The SuperCritical Water Loop (SCWL)

The SCWL (SuperCritical Water Loop) was designed by CVŘ under the framework of SUSEN project. The main goals are to study nuclear cladding materials and neutron irradiation in supercritical conditions. Furthermore, it gives possibility to investigate some phenomenon encountered in SCW systems (i.e. corrosion layer creation, cracking, initiation, heat transfer deterioration DHT). The loop (Figure 1) is intended to be inserted into the LVR-15 research reactor found in the CVŘ platform.

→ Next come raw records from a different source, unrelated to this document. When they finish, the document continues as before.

PR #828, opened 2020-06-30
speed up "lf search" process (EM4x50)

tharexde:
Performance of "lf search" should now be comparable to the former version (if tag is not an EM4x50).

BTW: I've seen your improvements, thanks. So far I've two comments:
1. What should the output of "lf em 4x50_read" look like? I'm missing any information regarding the "standard read mode", which may be essential for copying a tag. In many cases the "standard read mode" equals transmitting the serial number, but that's not mandatory.
2. Sometimes there are wrong results (=serial) in "lf em 4x50_read". When using "lf search" the result is correct. I'll have a look at it.

### DIFF
--- a/armsrc/em4x50.c
+++ b/armsrc/em4x50.c
@@ -74,6 +74,7 @@ static em4x50_tag_t tag = {
 #define EM4X50_T_TAG_FULL_PERIOD            64
 #define EM4X50_T_TAG_TPP                    64
 #define EM4X50_T_TAG_TWA                    64
+#define EM4X50_T_WAITING_FOR_SNGLLIW        50
 #define EM4X50_T_WAITING_FOR_DBLLIW         1550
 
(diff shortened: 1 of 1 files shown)


iceman1001:
Yeah,   the whole parity output seems to me to be debug related more than what a user expect.

- lf em 4x50_info   -> should give detailed info about the card.  like config,settings, manufacturer etc.
- lf em 4x50_dump  ->  should print and write a bin/eml/json dump file of complete memory.  With settings and extra in the json format
- lf em 4x50_read  -> should give you the read data.
- lf search ->  if found,  it should give a tag serial and/or the emulated data.    

Since I am not sure if 4x50 can be programmed like 4x05 to emulate other credentials like HID, IO, Indala, 410x like we use t55x7 / Q5 for.    If it can,  the lf search should print that data ...

Feel free to reach out on email or signal to discuss more on this subject.

PR #829, opened 2020-07-03
Android library reused.

xianglin1998:
####
My project tree:

image

In bzip2.cmake. i complie source and generate static library.

####
Why i use git submodule for bzip2:

Because the AndroidStudio does not support "ExternalProject",  I only can put bzip2 into an external project and compiled with cmake.
tip:  AndroidStudio use Ninja to make all makefile, not UNIX makefile system.

####
Why android/CMakeLists.txt have the ExternalProject?

Because on unix system, the ExternalProject is work.

####
Some changed at pm3_main.c, i make it can work on android.

Please review, thanks. :)


client/android/pm3_main.c
```diff
@@ -28,26 +28,18 @@
...
-int push_cmdscriptfile(char *path, bool stayafter) {
-    return PM3_SUCCESS;
-}
-
 static char *g_android_executable_directory = NULL;
-static const char *g_android_user_directory = NULL;
+static char *g_android_user_directory = NULL;
 
-const char *get_executable_directory(void) {
+char version_information[] = {"ANDROID_LIBRARY 1.4.6 build by DXL"};
```
iceman1001, line 40: this needs to be removed.

Issue #880, opened 2019-10-28
Windows Color Concept


mwalker33:
As we have seen the direct support of ansi colors in windows is tricky.  Windows 10 has added some support in cmd.exe as long as a registry key is set and legacy mode is turned off.
Windows terminal preview also supports ansi colors.
Proxspace (defterm) does not support ansi color either in terminal or cmd.exe.

I have had an initial play with converting the ansi colors to the cmd.exe 16 colors.
early tests show good results (code still needs work).  
With no changes to windows registry or any checkbox this seems to work.
I have tested the concept in proxspace, windows cmd.exe and windows terminal, all 3 show color as I expect.

To achieve this, i made some short term changes to force color on, then if win32 call my convert function from the logandprintex function.

For review and comment see the follow branch.

https://github.com/mwalker33/proxmark3-rrg/tree/Win10ColorUpdate

At this point I am looking for an initial comment on the concept.

If we think this could work i will spend some more time on the code and clean it, I am happy to call for some testers to test (off that branch) or what every way you think best.

Thanks.

mwalker33:
I think this on can be closed now.

Preference/settings is being driven via its issue.
Color, should be working as per the latest via  @Gator96100 pr.
If there are any VT/Esc screen position issues, lets open a new issueif/when needed.

PR #902, opened 2020-07-12
Refactor demodParadox()

jumpycalm:
1. Fixed the bug of Paradox ID, now the ID is 32 bits in length, first 8 bits is FC, next 16 bits is CN, last 8 bits is CRC;
2. Made code easier to read, code is much simpler now and fixed the color output;
3. Removed doegox's code on attempting to reverse engineering the 8 bit CRC value. I think new CRC reverse engineering needs to be based on the first 24 bits of the Paradox ID, so new codes to be written;
4. Added instruction in the header to allow other developers to easily understand Paradox.

### DIFF
--- a/armsrc/Standalone/lf_icehid.c
+++ b/armsrc/Standalone/lf_icehid.c
@@ -228,7 +228,8 @@ static uint32_t IceHIDDemod(void) {
 
     int dummyIdx = 0;
 
-    uint32_t hi2 = 0, hi = 0, lo = 0;
+    uint64_t hid_id_hi = 0;
+    uint64_t hid_id_lo = 0;
 
     // large enough to catch 2 sequences of largest format
 //    size_t size = 50 * 128 * 2;  // 12800 bytes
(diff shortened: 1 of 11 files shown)


iceman1001:
Interesting,

it isn't doegox crc comparisions,  its mine.  WIP,   it was there for another user to be able to compare his algo vs the builtin maxim-crc.  So yes,  its a bit messy in there as you seen.

About colors,  the exact style for to print and which to print,  is an ongoing process to unify all the LF demod outputs.  
There is a issue #880 about it.

Where do you figure that the preamble is that length? I am curious which sample set you have been using to come the that conclusion.

This PR will not be merged

jumpycalm:
Thank you iceman,

The purpose of removing your CRC code was not because it was messy, it was because we need to refactor the CRC check code based on demoded the FC and CN (24 bits in total) instead of the raw data. The CRC check is good thing to have in terms of reverse engineering the 8 bit CRC.

In terms of the color, the checksum value as well as the raw data's value was missed. If these results should not be highlighted by color, I can have it removed.

The preamble is 28 bits instead of 8 bits. The preamble is all the data before the 8 bit FC. The samples I tested: 0f55555555a995a5a9669a5a 0f5555555666a9aaa6a5aa6a 0f555555566a6959aa656a6a 0f55555559595aa559a5566a 0f55555559aaa69aa5a6565a 0f555555a5995566a699a6aa

One extra thing I want to add, based on some online research regarding Paradox, I found this link: https://clonemykey.com/copy-wizard/new-key/key-fob/paradox-key-fob/ We can tell two things from this link: 1. The FC is 8 bit; 2. Someone already managed to figure out the CRC calculation.

iceman1001:
Closing this one.  Too many changes across commands.

Try to keep PR to one change at the time.  Its a mess to test and verify otherwise.

Issue #832, opened 2020-07-05
NTAG215 old MFU format conversion not working?


shellster:
**Describe the bug**
If I use the very old (deprecated) iceman fork found here: https://github.com/iceman1001/proxmark3, I can use a tool like https://raw.githubusercontent.com/tomvanveen/samytools/master/mfubin2eml to clone an amiibo to a Proxmark3 Easy and successfully use it with a Nintendo switch.  However, if I use the latest version (proxmark3-4.9237) from this repo (and same amiibo file that works with the deprecated version) I get the following warnings:

```
proxmark3 /dev/ttyACM0 -c 'hf mf eload u amiibo'
[=] Session log <redacted>/log_20200705.txt
[=] Loading Preferences...
[+] loaded from JSON file <redacted>/preferences.json
[+] execute command from commandline: hf mf eload u amiibo

[=] Using UART port /dev/ttyACM0
[=] Communicating with PM3 over USB-CDC
[usb|script] pm3 --> hf mf eload u amiibo
[+] loaded 1020 bytes from text file amiibo.eml
[+] old mfu dump format, was converted on load to 243 pages
[=] Uploading to emulator memory
.................................................................................................................................................................................................................................................................

[-] ⛔ Warning, Ultralight/Ntag file content, Loaded 257 blocks into emulator memory

proxmark3 /dev/ttyACM0 -c 'hf 14a sim t 7 u 0418521a454b81'
[=] Session log <redacted>/log_20200705.txt
[=] Loading Preferences...
[+] loaded from JSON file <redacted>/preferences.json
[+] execute command from commandline: hf 14a sim t 7 u 0418521a454b81

[=] Using UART port /dev/ttyACM0
[=] Communicating with PM3 over USB-CDC
[usb|script] pm3 --> hf 14a sim t 7 u 0418521a454b81
[+] Emulating ISO/IEC 14443 type A tag with 7 byte UID (04 18 52 1A 45 4B 81 )
[=] Press pm3-button to abort simulation
```

[...]

PR #913, opened 2020-08-01
update bin2eml script from https://github.com/samyk/samytools/

mokus0:
As per discussion in #832, updates bin2eml script to generate new header format, calculate auth key, etc


tools/pm3_amii_bin2eml.pl
```diff
@@ -669,13 +691,15 @@
...
-00808000
-92580b4c
-45a9c42f
-a90145ce
-5e5f9c43
-09a43d47
-d232a3d1
-68cbade6
-7f8185c6
+010000
```
iceman1001, line 694: missing a byte here?

mokus0: It’s intentional; line 670 fills it in with the page count.

PR #922, opened 2020-08-13
Redefine the WSL docs, as WSL 2 is available now

linuxgemini:
WSL 2 currently does not support USB and Serial.

Although you can get around with usbip-win; it requires a reconfigured kernel to be compiled.


iceman1001:
Thanks!

PR #932, opened 2020-08-31
Registry entries are not needed when calling SetConsoleMode

Gator96100:
The registry key at `HKEY_CURRENT_USER\Console\VirtualTerminalLevel` sets the global default, but calling the SetConsoleMode API with the `ENABLE_VIRTUAL_TERMINAL_PROCESSING (0x0400)` flag will enable ansi color support, regardless of the global default.

Tested on Windows 10 2004 and Windows 7. On Windows versions prior to Windows 10 Anniversary Update SetConsoleMode will fail and ansi color support is turned off.

### DIFF
--- a/client/src/proxmark3.c
+++ b/client/src/proxmark3.c
@@ -678,55 +678,8 @@ finish2:
     return ret;
 }
 
-// Check if windows AnsiColor Support is enabled in the registery
-// [HKEY_CURRENT_USER\Console]
-//     "VirtualTerminalLevel"=dword:00000001
-// 2nd Key needs to be enabled...  This key takes the console out of legacy mode.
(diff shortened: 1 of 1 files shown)


iceman1001:
@mwalker33   something to look into

mwalker33:
Seems like a good idea.  I originally was not trying to turn on support, simply check for support. 
If we can safely enable for that session, then it should not affect any settings the end user needs/wanted for other things (by default).

Did you try it with the changes but using windows terminal (the multi tab console terminal in windows 10)?   Windows terminal by default supports Ansi Colors, so as long as that still works... It sounds good.

Gator96100:
It does work on the Windows cmd.exe as well as the new Windows terminal/Power shell terminal

PR #938, opened 2020-09-03
Add standalone mode hf_aveful: Mifare ultralight read/simulation

aveao:
This PR adds `hf_aveful`, which is a standalone mode that aims to read and simulate Mifare Ultralights (and Ultralight clones) on the go, with the process for reading a card taking less than a second. This doesn't include EV1, C etc.

C is not really a language I use a lot, so there may be potential improvements that can be done to a bunch of the code. Input welcome :)

Right now I am only accounting for Ultralights/clones with 16 blocks/pages, though I've supplied `define` options, so users that want to modify the code to work with other stuff (My-d move, my-d NFC, and Mifare Ultralight Nanos etc) can easily do so.

If anyone's interested in using this but aren't using master due to MERGEHELL: I've confirmed that the code works fine on both master and the latest stable release at the time of me writing this (v4.9237).

### DIFF
--- a/armsrc/Standalone/Makefile.hal
+++ b/armsrc/Standalone/Makefile.hal
@@ -38,6 +38,9 @@ define KNOWN_STANDALONE_DEFINITIONS
 | HF_14ASNIFF     | 14a sniff to flashmem                  |
 | (RDV4 only)     |                                        |
 +----------------------------------------------------------+
+| HF_AVEFUL       | Mifare ultralight read/simulation      |
+|                 | - Ave Ozkal                            |
++----------------------------------------------------------+
 | HF_BOG          | 14a sniff with ULC/ULEV1/NTAG auth     |
 | (RDV4 only)     | storing in flashmem - Bogito           |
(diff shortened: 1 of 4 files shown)


armsrc/Standalone/Makefile.hal
```diff
@@ -59,10 +59,13 @@ define KNOWN_STANDALONE_DEFINITIONS
 | HF_YOUNG        | Mifare sniff/simulation                |
 |                 | - Craig Young                          |
 +----------------------------------------------------------+
+| HF_AVEFUL       | Mifare ultralight read/simulation      |
```
doegox, line 62: cf readme: Add your mode to the `Makefile.hal` help and modes list (alphabetically) ;)
same for the STANDALONE_MODES list.
thanks

aveao: Sorry, I missed that one somehow. Should be good now.

iceman1001:
Well done!
Its not that hard to do a standalone mode,   now you can start improving it

PR #942, opened 2020-09-04
Return the Mfc gen3 writer to Mater

Windslab:
The all bugs has fixed


Windslab:
@doegox Could you please help @iceman1001, mb he is busy. You can do an merge.

iceman1001:
Lets see if it works,  I will merge.
@doegox   you can delete that branch later,

 I noticed that native pm3 client commands of gen3 is being developed so until then this script fills a void

PR #945, opened 2020-09-05
Magic gen 3 cards support

McEloff:
There are three operations for magic gen3 cards:
- changing UID of card without changes of manufacturer block
- full overwrite manufacturer block
- locking further UID changes


iceman1001:
Excellent !

PR #2414, opened 2024-07-04
Fix a few mistakes in Wiegand encodings

jmichelp:


iceman1001:
Nice catches..

interested in how you figured out the indala 27?

jmichelp:
If I remember correctly, this one was discovered by ensuring that `Decoding(Encoding(X)) = X` :)

iceman1001:
hm...
Should make a regression test for that :) :)

PR #2416, opened 2024-07-09
Fix invalid Wiegand format flags.

jmichelp:
Some formats were declared with not adequate flags resulting in the format being filtered out for encoding/decoding unless explictly setting it.


iceman1001:
I am impressed by your keen eye for details.

PR #2419, opened 2024-07-12
Implemented VB6 rng for iclass lookup elite key search

Antiklesys:
Ported @bettse work from the Flipper Zero Picopass repository to use the lookup function with the VB6 rng as an option.
Limited key generation to the first 5000


iceman1001:
Nice!
I would argue the keygen part should be in `common/generator.c`  since cmdhficlass.c is getting way too large.
But its all fine for now.

Antiklesys:
I’ll check to move it perhaps.
I think this code could/should be recycled also for the hficlasschk
function and there could be an optimization to pass as a parameter the
number of keys to generate

mistial-dev:
HID changed the algorithm at some point prior to ICE1750, so there's probably no point in going past that with the VB6 RNG.

PR #2423, opened 2024-07-13
Update CHANGELOG.md

dandri:
Added text for mfc keys for Laugardalslaug in Iceland


iceman1001:
Turned out you didn't check if the key existed before in the dictionary.
I have removed the duplicate but now I wonder if your second key is used on several cards across same system.

dandri:
Skipped my mind to check for duplicates honestly. I've checked multiple cards for that system and they all use the same static keys.

PR #2426, opened 2024-07-15
Lua script for cloning new ELECTRA tags or EM410x to T5577 tag

vasilpetrov:
Script created by: https://github.com/jareckib 
Original topic, and why this exist can be found under: https://forum.dangerousthings.com/t/lua-script-for-proxmark3/19260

SCWL was designed to reach a maximum temperature of 600º C in the sample area and a pressure of up to 25MPa. The basic technological scheme and flow of the AC (active channel) is shown in Figure 2. The active channel consists of a pressure envelope, a lower chamber, a heat exchanger, an electric heater, a sample section, a bypass, two wolfram targets, and an inlet and outlet cooling nozzles (Figure 3). The AC will be installed in the reactor in an aluminum reciever in order to physically separate the pressure envelope from the reactor’s coolant and reduce the thermal losses of the AC. The pressure envelope consists of a stainless steel tube with a diameter of 61 mm, a thickness of 10 mm and a length of 4662 mm. The material used is steel 08Ch18N10T.

The flow passage is divided into two upward and downward streams. At the end of the first upward stream, the flow is divided into the bypass and into the cold part of the recuperator by a ratio of 65% and 35%. Therefore, the in-pile AC can be redesigned to meet the requirements of various experiments, like, for example LWR testing conditions.

For the amendment to the LWR-15 the AC was modeled using ATHLET 3.1A code in order to prove its safe operation under both normal and accident conditions that could lead into a potential damage to the reactor. The code was developed by GRS and has integrated for the supercritical water regime several state of the art heat transfer correlations. Out of which, two were selected and certified by SUJB (State Office for Nuclear Safety) thermo-hydraulic commission before performing the analyses as part of an amendment to LVR-15 Final Safety Report.

For accident conditions Loss of Flow Accident (LOFA) and Loss of Coolant Accident were selected assessing in particular the pressure envelope and reciever temperature profile. In both normal operation and accidental conditions the results showed that the parameters are in accordance with the acceptance criteria.